Vivek, you might want to create a screencast on how to deploy a Rails
application
using JRuby and Glassfish. This will be helpful to others that want to use
JRuby
as well as disprove some of the negative myths attached to it.
There are several articles/blogs/wikis entries that describe running
Rails
on GlassFish server as well as glassfish gem.
To get started see Charles Nutter blog on “Easy deployment with
Glassfish
gem” at:
I should have a new screen cast on Deployment of Rails/Merb/Sinatra on
GlassFish gem soon.
If you’re using the latest Rails, you don’t need a couple of runtimes,
just one runtime and a “config.threadsafe!” in your environment.rb
file will do the trick.
JRuby uses native threads so it will use as many cores as available at
the machine in just one instance of your webapplication.

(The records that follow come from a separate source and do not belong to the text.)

PR #4311, opened 2020-05-21
Allow CaregiverAssistanceClaims to generate a PDF now.

kevinmirc:
## Description of change
Allow a `CaregiversAssistanceClaim` to receive `:to_pdf` now that it has the capability.

### DIFF
--- a/spec/models/saved_claim/caregivers_assistance_claim_spec.rb
+++ b/spec/models/saved_claim/caregivers_assistance_claim_spec.rb
@@ -3,45 +3,15 @@
 require 'rails_helper'
 
 RSpec.describe SavedClaim::CaregiversAssistanceClaim do
-  let(:build_claim_data_for) do
-    lambda do |form_subject, &mutations|
-      data = {
-        'fullName' => {
-          'first' => Faker::Name.first_name,
-          'last' => Faker::Name.last_name
-        },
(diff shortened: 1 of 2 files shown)


spec/models/saved_claim/caregivers_assistance_claim_spec.rb
```diff
@@ -3,45 +3,15 @@
...
-      mutations&.call data
+  describe '#to_pdf' do
+    it 'converts form to pdf' do
+      claim = build(:caregivers_assistance_claim)
+      expected_file_path = 'tmp/pdfs/my_claim.pdf'
 
-      data
-    end
-  end
+      expect(PdfFill::Filler).to receive(:fill_form).with(claim).once.and_return(expected_file_path)
```
LindseySaari, line 11: Isn’t this behavior encapsulated in the test below on line 13 (claim.to_pdf) since the to_pdf method calls PdfFill::Filler.fill_form(claim)? I guess it doesn't hurt to call out in a separate expectation though

kevinmirc: Not sure if I see your point. Yes, `claim.to_pdf` encapsulates the logic above. I want to stub it though to make sure I'm not actually executing `PdfFill::Filler#fill_form` and that `#to_pdf` calls it properly.

PR #4293, opened 2020-05-19
Decision Reviews API - Update `decision_review` Settings

edmangimelli:
update decision_review settings in settings.yml.
1) make them match more closely to what's in the devops repo
2) correct version number
3) remove unused api key field

Acceptance Criteria
- [x] tests pass

PR #4313, opened 2020-05-21
Appeals API - Pull Our Settings Out of `decision_review`

edmangimelli:
This comment https://github.com/department-of-veterans-affairs/vets-api/pull/4293#discussion_r427291436
prompted me to look at `lib/decision_review` and realize that, at some point, we started putting our settings under `decision_review` ***which is not owned by the Lighthouse Appeals API team***. My best guess is that the va.gov front-end team (which will eventually be consuming the Appeals API) owns `decision_review` in `settings.yml`

### DIFF
--- a/config/settings.yml
+++ b/config/settings.yml
@@ -133,9 +133,12 @@ mdot:
 # Settings for Decision Reviews
 decision_review:
   prefill: true
-  url: https://sandbox-api.va.gov/services/appeals/v3/decision_review
+  url: https://sandbox-api.va.gov/services/appeals/v1/decision_review
   api_key: abcd1234abcd1234abcd1234abcd1234abcd1234
   mock: false
+
+# Settings for modules/appeals_api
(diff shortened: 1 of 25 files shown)


config/settings.yml
```diff
@@ -133,9 +133,12 @@ mdot:
...
   prefill: true
-  url: https://sandbox-api.va.gov/services/appeals/v3/decision_review
+  url: https://sandbox-api.va.gov/services/appeals/v1/decision_review
   api_key: abcd1234abcd1234abcd1234abcd1234abcd1234
   mock: false
+
+# Settings for modules/appeals_api
+modules_appeals_api:
   higher_level_review_updater_enabled: true
   schema_dir: config/schemas
```
edmangimelli, line 143: `modules_appeals_api` isn't a beautiful name, but there's certainly no mistaking what it is (this isn't the first time we've collided with the other team)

And about NIO, it’s better if you look by yourself, you can start at
the Grizzly connector homepage - https://grizzly.dev.java.net/
What does it mean for something to be "NIO ( non-blocking) "
Incidentally, is Apache web server, alone by itself, non-blocking?
As for Conrad’s most recent comment, it sounds like one incarnation of
Glassfish gem with a couple of JRuby runtimes could likely handle a
fairly good amount of traffic? -Janna
When you say:
<<just one runtime and a “config.threadsafe!” in your environment.rb
file will do the trick.>>
but the docs say:
<<
Multi-thread-safe execution (as introduced in Rails 2.2 or for Merb)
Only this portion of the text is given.